Kaiser Permanente is a large, integrated healthcare delivery system which has invested heavily in HIT. George C. Halvorson, the chairman and CEO of Kaiser Permanente appears to have concluded that this investment will not solve the healthcare cost issue, when he was quoted in the New York Times (3/20/13) as stating “We think the future of health care is going to be rationing or re-engineering.”
Because HIT, as currently implemented, will probably not solve the healthcare cost problem, I would like to suggest a minor “re-engineering” of the electronic health record user interface which may help bend the cost curve.
At every office visit, the physician must make a myriad of decisions which incrementally effect the nation’s total healthcare expenditures. For example, the physician will have to decide which medicine to prescribe, and which radiology study or laboratory test to order.
In many situations, there is more than one acceptable choice. The physician’s ultimate decision will integrate their understanding of the disease process, the treatment’s side effect profile, their familiarity with the treatment options, patient preferences and many other variables.

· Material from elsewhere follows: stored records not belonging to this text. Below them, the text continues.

PR #1164, opened 2022-02-01
Fix application update api

thardeck:
Fixes https://github.com/epinio/ui/issues/53

The main issue is already addressed only the handling of non existing service bindings will be added.


pkg/api/core/v1/models/models.go
```diff
@@ -133,9 +133,10 @@ type ApplicationCreateRequest struct {
 // run, and the services bound to it.
 // Note: Instances is a pointer to give us a nil value separate from
 // actual integers, as means of communicating `default`/`no change`.
+// The same goes for Services - nil is the default and means no change.
 type ApplicationUpdateRequest struct {
 	Instances   *int32         `json:"instances"   yaml:"instances,omitempty"`
-	Services    []string       `json:"services"    yaml:"services,omitempty"`
+	Services    *[]string      `json:"services"    yaml:"services,omitempty"`
```
enrichman, line 139: Why a pointer to the slice? I don't think we need it, we could just add the `omitempty` to the JSON tag I suppose.

enrichman (changes requested):

pkg/api/core/v1/models/models.go
andreas-kupries: I disagree.

We have to distinguish the cases of:

  - Do not change the set of services with this update - That is `nil`, and
  - Remove all services - That is the empty array/slice.

enrichman: Ok, I agree on that, but it's something that you can check also without the pointer (as you said without the `omitempty`).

I would suggest that every time a physician is about to order a test or a prescription, the cost of the test or prescription should be displayed to the physician. In the same vein, whenever a computer displays a test result, the cost of the test is immediately available to the reader. This information could then become an additional factor that the physician may choose to integrate (or ignore) at the moment when he/she is about to commit the patient and society (which is now paying >50% of all healthcare bills) to another healthcare expenditure. In terms of a risk/benefit analysis, I can see little downside to providing this cost information to physicians.